Por Jorge Castro (*)
Para la Argentina reinventarse es una necesidad. Ramón Doll advirtió que ser chileno o brasileño era algo inmediatamente evidente para los protagonistas. En cambio, en una nación en formación surgida de la inmigración europea en un espacio vacío, sin raíces comunes ni un pasado compartido, la identidad nacional solo puede nacer de un proyecto orientado al futuro de carácter político. El destino argentino es profundamente modernista. Por eso dice Doll que “para ser argentino, hay que saber qué es ser argentino. De ahí la extrema politización característica de la identidad nacional”.

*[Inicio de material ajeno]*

PR #182, opened 2023-06-02
Display SRC word 0 for terminating SRCs and consider a checkstop a terminating SRC

spinler:
Bit 0 in hex word 5 of BMC SRCs indicates the PEL is for a checkstop, which should be posted on the panel so that the op panel isn't just left with whatever was posted previous to the hostboot/OS crash.

Also, display word 0 of the SRC event ID field, which is the ascii string field of the SRC, like the BD50E510.

### DIFF
--- a/src/bus_monitor.cpp
+++ b/src/bus_monitor.cpp
@@ -224,7 +224,7 @@ void PELListener::PELEventCallBack(sdbusplus::message::message& msg)
                             // code is for BMC i.e "BD". Send it
                             // directly to display.
                             utils::sendCurrDisplayToPanel(
-                                hexWords.at(4), std::string{}, transport);
+                                hexWords.at(0), std::string{}, transport);
                         }
                         executor->storeLastPelEventId(*eventId);
                         lastPelObjPath = objPath;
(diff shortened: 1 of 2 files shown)


src/bus_monitor.cpp
```diff
@@ -217,7 +217,7 @@ void PELListener::PELEventCallBack(sdbusplus::message::message& msg)
                         types::Byte byte =
                             ::strtoul(valueAtIndexZero, nullptr, 16);
 
-                        if ((byte & constants::terminatingBit) != 0x00 &&
+                        if ((byte & constants::terminatingBits) != 0x00 &&
```
SunnySrivastava1984, line 220: As per the spec, 0th bit and 2nd bit from MSB end will account for check stop and terminating bit respectively.
Performing an AND with 0xC in this case will not detect terminating bit.

src/bus_monitor.cpp
```diff
@@ -217,14 +217,14 @@ void PELListener::PELEventCallBack(sdbusplus::message::message& msg)
...
```
SunnySrivastava1984, line 220: As per the spec, 0th bit and 2nd bit from MSB end will account for check stop and terminating bit respectively.
Performing an AND with 0xC in this case will not detect terminating bit.

SunnySrivastava1984 (changes requested):

src/bus_monitor.cpp
spinler: Fixed.

SunnySrivastava1984 (approved):

jinuthomas (approved):

PR #188, opened 2023-07-10
Set operating mode based on BIOS table

SunnySrivastava1984:
Unlike GUI, Op-panel sets system operating mode based on value of "PowerRestorePolicy" and "RebootPolicy".
To keep the funcytionality in sync, panel code has been modified to update panel state only in case BIOS table has been modified.

Test:
Change system operating mode from GUI, same should be reflected in Panel and vice versa.

### DIFF
--- a/include/bus_monitor.hpp
+++ b/include/bus_monitor.hpp
@@ -237,10 +237,10 @@ class SystemStatus
     void listenBootProgressState();
 
     /**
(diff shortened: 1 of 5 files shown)


SunnySrivastava1984:
jenkins -> run tests please

SunnySrivastava1984:
jenkins -> run tests please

La Argentina es un país de instituciones débiles, con tendencia a la acción directa de parte de todos los sectores sociales, donde el poder político, que es escaso en relación a la capacidad de movilización social, está concentrado en el Gobierno nacional, sobre todo en la presidencia, que por eso tiende a adquirir un carácter hegemónico.
Esto lleva a enfatizar dos cuestiones en la cultura política argentina. En primer lugar, la Argentina es un país que tiende a la acción directa, es decir, a la movilización callejera, por afuera del marco institucional. Luego, y con extrema claridad a partir de 1955, las condiciones de gobernabilidad se resuelven en la Argentina solo dentro del proceso político, y no primordialmente en las instituciones. En otros términos, el ejercicio del poder se pierde a través de una crisis, y por ella, sin que las instituciones sirvan de reparo.
En la Argentina existieron tres grandes transformaciones sociales y políticas a lo largo de los siglos 19 y 20. En primer lugar, la inmigración europea. En el primer censo nacional (1869, presidencia de Domingo F. Sarmiento), la población era de 1.877.490 habitantes, de los cuales 250.000 eran extranjeros (italianos, españoles, vascos, irlandeses). Más de 80% de los argentinos no sabían leer ni escribir, ni tenía oficio ni profesión conocidos. El territorio nacional era un inmenso desierto con una sola ciudad de más de 100.000 habitantes (Buenos Aires), mientras que ninguna capital de provincia tenía más de 20.000.
Entre 1869 y 1930 más de seis millones de inmigrantes europeos vinieron a la Argentina. Dos millones volvieron a sus países de origen, y cuatro millones permanecieron. Significa que la proporción de inmigrantes europeos por argentinos originarios ha sido cuatro a uno en la etapa fundacional del país.